What about when people use a box plot to check for equal variance?
For example, the box plot below. What am I supposed to be looking at?
Is it the overall size of the box (from Q1 to Q3) or the whole thing including whiskers?
Why can't we just look at the IQR?
What about outliers, do they impact the homogeneous variance assumption?
Would you consider this data to have approximately equal variance based on the box plots?

At this stage I'm really only looking for understanding based on visual inspection. I've read that there are some formal tests for this, but I'm not up to this stage yet.

Thank you

enter image description here

Best Answer

The point is to compare how "spread out" the residuals are at each value of the independent variable (or at each combination of the IVs if there's several of them).

The residuals vs fitted can be very handy for that, particularly since a common way for the assumption to be wrong is for the spread to increase as the mean does.

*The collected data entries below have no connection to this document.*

PR #1050, opened 2025-02-20
fix: improve period unit ts type

itsramiel:
Thank you for contributing to purchases-hybrid-common. Before pressing the "Create Pull Request" button, please provide the following:

  - [x] A description about what and why you are contributing, even if it's trivial: 
  		If periodUnit can be only `DAY, WEEK, MONTH or YEAR` as mentioned in the comment, then it is better to type it that way. Makes it easier to switch on the predefined union or perform if checks with intellisense

  - [x] The issue number(s) or PR number(s) in the description if you are contributing in response to those:
  		There is no issue number

  - [x] If applicable, unit tests.
  		Not applicable

### DIFF
--- a/typescript/src/offerings.ts
+++ b/typescript/src/offerings.ts
@@ -311,7 +311,7 @@ export interface PurchasesIntroPrice {
   /**
    * Unit for the billing period of the discount, can be DAY, WEEK, MONTH or YEAR.
    */
-  readonly periodUnit: string;
+  readonly periodUnit: "DAY" | "WEEK" | "MONTH" | "YEAR";
   /**
    * Number of units for the billing period of the discount.
    */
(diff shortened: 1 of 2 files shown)


typescript/src/offerings.ts
```diff
@@ -311,7 +311,7 @@ export interface PurchasesIntroPrice {
   /**
    * Unit for the billing period of the discount, can be DAY, WEEK, MONTH or YEAR.
    */
-  readonly periodUnit: string;
+  readonly periodUnit: "DAY" | "WEEK" | "MONTH" | "YEAR";
```
tonidero, line 314: This can also be `UNKNOWN` in unexpected scenarios:
```suggestion
  readonly periodUnit: "DAY" | "WEEK" | "MONTH" | "YEAR" | "UNKNOWN";
```

tonidero (commented):
Hi @itsramiel, thank you very much for your contribution! 

Looking at it, it does make a lot of sense, unfortunately this would be a breaking change in the API, so we might hold this until the next major release. Hope that's ok!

There are various ways to judge spread; I try to look at how big an interval would need to be to include about 90-95% of the values at (or near, for continuous IVs) each x-value or each fitted value.

You need to allow for the fact that these things will have a fair bit of noise.

Your top plot has very much the kind of picture you'd expect to see with constant variance.

For example look how much of each spread of points is left out by this length of interval:

Original residual plot with constant width intervals laid beside each x-value

I'd say your sds are all around $\frac12$ there.

We lose one point for each; if anything these seem surprisingly close. You can tolerate a lot more variation in spread than that.

Similarly it's not hard to compare box-widths in a boxplot (which include half the data at each value). If they're mostly within a factor of about 2 or so of each other everything should be completely fine. If sample sizes are close to equal at each x-value (in an ANOVA or t-test) you can have considerably wider differences in spread with little problem.

In your boxplot your biggest box is just over double the size of your smallest box, so that looks pretty good to me. Your assumption of constant variance shouldn't be a problem; with several groups you can generally tolerate quite a bit more variation across the set than that. If the groups are close to equal in size, worry much less.

I'd advise against formal tests of this assumption; they're not very useful (they don't answer the right question!)


Here's an example where I'd just about be on the cusp of saying "The equal variance assumption wouldn't do":

residual plot where conditional variance varies by a factor of 9 across 3 groups

Even here the impact of that amount of heteroskedasticity isn't so terrible; but if you see anything clearly worse than that you would need to be wary of standard errors, p-values, confidence intervals and so on.